Perplexity, one of the more prominent AI-driven alternatives, is under fire. It supposedly scraped articles from hundreds of other local and national news platforms—Wired included—without permission. The allegations arrive in the midst of a national conversation about the ethical implications of AI technologies. According to the complaint, Perplexity went further and blocked site no-crawl directives. In addition, it employed various stealth techniques to mask that its activities constituted scraping.
During an interview at the Disrupt 2024 conference, Perplexity’s CEO, Aravind Srinivas, struggled to articulate the company’s stance on plagiarism when questioned by TechCrunch’s Devin Coldewey. This lack of clarity has raised further concerns about the company’s practices and commitment to ethical standards in content usage.
Cloudflare, a web infrastructure and security company, has reported extensive activity from Perplexity across tens of thousands of domains and millions of requests daily. According to Cloudflare researchers, such crawlers from Perplexity regularly ignored blocks placed by websites. This implored behavior that turned into scraping activities that stomped on clearly stated web etiquette.
“In an attempt to circumvent the website’s preferences,” – Cloudflare’s researchers
Cloudflare’s subsequent analysis found that all of these searches were coming from Perplexity—using its stated user-agent. When its special-purpose crawler hit walls, it too turned to standard browsers that mimic Google Chrome on macOS. This approach should alarm anyone concerned with the company’s stewardship of ethical web scraping techniques.
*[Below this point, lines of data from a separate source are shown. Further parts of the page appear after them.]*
PR #1899, opened 2018-05-02
Clean up Uninstall output

rcritten:
ipa-server-install did not configure a console logger. This caused odd output because ipa-client-install does and a normal server uninstall would end with "ipa-client-install command was successful"

Because there was no console logger there were print statements in a lot of places. Those were dropped because the equivalent logging statement was already there.

A number of info loggers were converted to debug to suppress their output. They were never shown in the past for the most part with the exception of the client installer and Forwarding and trying statements.

Adding the logger exposed two additional issues:

1. When deleting the last server the server-del command threw an LDAP error trying to write an empty attribute
2. Two ACI parsing issues related to subtypes

### DIFF
--- a/ipalib/aci.py
+++ b/ipalib/aci.py
@@ -25,7 +25,8 @@ import six
 # The Python re module doesn't do nested parenthesis
 
 # Break the ACI into 3 pieces: target, name, permissions/bind_rules
-ACIPat = re.compile(r'\(version\s+3.0\s*;\s*ac[li]\s+\"([^\"]*)\"\s*;\s*([^;]*);\s*\)', re.UNICODE)
+ACIPat = re.compile(r'\(version\s+3.0\s*;\s*ac[li]\s+\"([^\"]*)\"\s*;'
+                    r'\s*(.*);\s*\)', re.UNICODE)
 
 # Break the permissions/bind_rules out
 PermPat = re.compile(r'(\w+)\s*\(([^()]*)\)\s*(.*)', re.UNICODE)
--- a/ipapython/admintool.py
+++ b/ipapython/admintool.py
@@ -93,6 +93,7 @@ class AdminTool(object):
     log_file_name = None
     usage = None
     description = None
+    ignore_return_codes = ()
 
     _option_parsers = dict()
 
@@ -177,9 +178,13 @@ class AdminTool(object):
             self.setup_logging()
             return_value = self.run()
         except BaseException as exception:
+            if isinstance(exception, ScriptError):
+                # pylint: disable=no-member
+                if exception.rval and exception.rval > return_value:
+                    return_value = exception.rval  # pylint: disable=no-member
             traceback = sys.exc_info()[2]
             error_message, return_value = self.handle_error(exception)
-            if return_value:
+            if return_value and return_value not in self.ignore_return_codes:
                 self.log_failure(error_message, return_value, exception,
                     traceback)
                 return return_value
--- a/ipapython/install/cli.py
+++ b/ipapython/install/cli.py
@@ -58,7 +58,24 @@ def _get_usage(configurable_class):
 
 def install_tool(configurable_class, command_name, log_file_name,
                  debug_option=False, verbose=False, console_format=None,
-                 use_private_ccache=True, uninstall_log_file_name=None):
+                 use_private_ccache=True, uninstall_log_file_name=None,
+                 ignore_return_codes=()):
+    """
+    Some commands represent multiple related tools, e.g.
+    ``ipa-server-install`` and ``ipa-server-install --uninstall`` would be
+    represented by separate classes. Only their options are the same.
+
+    :param configurable_class: the command class for options
+    :param command_name: the command name shown in logs/output
+    :param log_file_name: if None, logging is to stderr only
+    :param debug_option: log level is DEBUG
+    :param verbose: log level is INFO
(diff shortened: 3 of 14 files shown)


ipaserver/plugins/server.py
```diff
@@ -619,7 +619,10 @@ def _remove_server_principal_references(self, master):
             if master in srvlist:
                 srvlist.remove(master)
                 attr = ' '.join(srvlist)
-                ret['defaultServerList'] = attr
+                if len(srvlist) == 0:
```
stlaz:
```python
if not srvlist:
    del ret['defaultServerList']
else:
    ret['defaultServerList'] = ' '.join(srvlist)
```
^-- removes the possibly unnecessary `join()` if the list is empty and the condition is a bit more Pythonic I believe :)

rcritten: +1, done

ipapython/install/cli.py
```diff
@@ -58,7 +58,24 @@ def _get_usage(configurable_class):
 
 def install_tool(configurable_class, command_name, log_file_name,
                  debug_option=False, verbose=False, console_format=None,
-                 use_private_ccache=True, uninstall_log_file_name=None):
+                 use_private_ccache=True, uninstall_log_file_name=None,
+                 ignore_return_codes=[]):
```
tiran: Please don't use mutable data types in argument lists. If you need an iterable, use a tuple as default argument ``ignore_return_codes=()``.

ipalib/aci.py
```diff
@@ -25,7 +25,8 @@
 # The Python re module doesn't do nested parenthesis
 
 # Break the ACI into 3 pieces: target, name, permissions/bind_rules
-ACIPat = re.compile(r'\(version\s+3.0\s*;\s*ac[li]\s+\"([^\"]*)\"\s*;\s*([^;]*);\s*\)', re.UNICODE)
+ACIPat = re.compile(r'\(version\s+3.0\s*;\s*ac[li]\s+\"([^\"]*)\"\s*;'
```
tiran: This change looks unrelated to the rest.

ipapython/admintool.py
```diff
@@ -93,6 +93,7 @@ class AdminTool(object):
     log_file_name = None
     usage = None
     description = None
+    ignore_return_codes = []
```
tiran: Same here, use a tuple ``()``.

ipatests/test_ipalib/test_aci.py
```diff
@@ -162,3 +162,15 @@ def test_aci_parsing_8():
 def test_aci_parsing_9():
     check_aci_parsing('(targetfilter = "(|(objectClass=person)(objectClass=krbPrincipalAux)(objectClass=posixAccount)(objectClass=groupOfNames)(objectClass=posixGroup))")(targetattr != "aci || userPassword || krbPrincipalKey || sambaLMPassword || sambaNTPassword || passwordHistory")(version 3.0; acl "Account Admins can manage Users and Groups"; allow (add, delete, read, write) groupdn = "ldap:///cn=admins,cn=groups,cn=accounts,dc=greyoak,dc=com";)',
         '(targetattr != "aci || userPassword || krbPrincipalKey || sambaLMPassword || sambaNTPassword || passwordHistory")(targetfilter = "(|(objectClass=person)(objectClass=krbPrincipalAux)(objectClass=posixAccount)(objectClass=groupOfNames)(objectClass=posixGroup))")(version 3.0;acl "Account Admins can manage Users and Groups";allow (add,delete,read,write) groupdn = "ldap:///cn=admins,cn=groups,cn=accounts,dc=greyoak,dc=com";)')
+
+
+def test_aci_parsing_10():
```
tiran: This also looks unrelated.

ipaserver/install/cainstance.py
```diff
@@ -1794,7 +1794,7 @@ def _create_dogtag_profile(profile_id, profile_data, overwrite):
         # import the profile
         try:
             profile_api.create_profile(profile_data)
-            logger.info("Profile '%s' successfully migrated to LDAP",
+            logger.debug("Profile '%s' successfully migrated to LDAP",
```
tiran: The second like with ``profile_id`` needs to be reindented, too.

tiran:
Thanks for cleanup up the logger! :+1:

ipalib/aci.py
rcritten: This and the change to test_aci.py are related because by enabling logging two ACI parsing errors were exposed by the LDAP updater.

ACI parsing is forgiving and errors are not treated as fatal so this didn't cause any operational issues but two rather nasty looking errors would appear while applying updates as a direct result of my output changes so I fixed this as well.

tiran:
```
************* Module ipaserver.install.custodiainstance
ipaserver/install/custodiainstance.py:87: [W0612(unused-variable), get_custodia_instance] Unused variable 'ldap_uri')
```

Tiboris:
master:

* b96906156be37a7b29ee74423b82f04070c84e22 Improve console logging for ipa-server-install
* 8ea227451f4d85dbca6a331a607d25744e85121b Drop attr defaultServerList if removing the last server
* 00ddb5dd53a2eb21cd7c97167b8a5f87ab728b07 server install: drop some print statements, change log level
* 036d51d5143a142e6a3070e6328a7bcd9b2125f0 Handle subyptes in ACIs

PR #1902, opened 2018-05-03
ipa-client package needs sssd-tool

tiran:
Commit ccec8c6c4193a204428b7ba0f93dac6f0eb26020 add a call to sssctl but
the providing package sssd-tools was not added to ipa-client package.
The tool is not need to build packages.

See: https://pagure.io/freeipa/issue/7376


abbra:
FYI, a reason why sssctl support warning was added in the original commit is to allow us working on the systems where sssd-tools is not installed.

tiran:
master:

* 1c1089c44df34c04d5ba4572191a49962e859a92 ipa-client package needs sssd-tool

PR #1904, opened 2018-05-03
[temp PR] f28 Patches and all nightly tests

felipevolpone:
Applying patches from PR #1871  and nightly tests


pvoborni:
Nightly tests already run with this setup. E.g. #1968 So closing.

PR #1911, opened 2018-05-08
Validate the Directory Manager password in ipa-restore (take 2)

rcritten:
Validate the DM password before starting the actual restoration if /etc/ipa/default.conf exists AND dirsrv is running. If default.conf exists and dirsrv is not running raise an error.

Add two tests to validate this behavior.

https://pagure.io/freeipa/issue/7535


tiran:
master:

* 2256f9ef6af5c5eb780a0c5aeadb249ff882549f Validate the Directory Manager password before starting restore
* 59b3eb0433b85f554ba999487288ad18a2be33e0 Add tests for ipa-restore with DM password validation check

PR #1912, opened 2018-05-09
Allow user administrator to change user homedir

stlaz:
https://pagure.io/freeipa/issue/7427


stlaz:
master:

* a885f07d1388deb7c126e7f01b6c0db0085ccaf8 Allow user administrator to change user homedir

“We observed that Perplexity uses not only their declared user-agent, but also a generic browser intended to impersonate Google Chrome on macOS when their declared crawler was blocked” – Cloudflare
The allegations don’t stop at unauthorized scraping. Additionally, as news outlets have taken the opportunity to accuse Perplexity of plagiarism, the platform’s public image has only become further muddied. Perplexity’s spokesperson, Jesse Dwyer, dismissed Cloudflare’s blog post as a “sales pitch,” arguing that the evidence presented did not substantiate claims of wrongdoing.
Perhaps most troublingly, Dwyer again insisted that the screenshots Cloudflare had posted in their damage report “clearly show that no content was ever reached.” According to Cloudflare’s own research, that was not the case — Perplexity’s actions were widespread and rampant.
“This activity was observed across tens of thousands of domains and millions of requests per day. We were able to fingerprint this crawler using a combination of machine learning and network signals.” – Cloudflare
In light of these changes, Cloudflare has begun implementing measures to fight against predatory scraping. The company released a free tool last year focused on helping webmasters find and fight AI bots. On top of that, Cloudflare announced a new publisher marketplace where publishers can literally sell access to their published content to AI scrapers.
Even with all the accumulating evidence and backlash, Dwyer has continued to insist that the bot described in Cloudflare’s blog post “isn’t even ours.” This denial hasn’t calmed fears about Perplexity’s practices. It poses frightening questions about content ownership in our ever-more automated digital ecosystem.
This very debate underscores the struggle between developing AI technology and protecting creators’ rights by preventing unethical use of their content. As businesses like Perplexity are exploring ways to mitigate these risks, they are coming under more and more pressure to embrace transparent and responsible practices.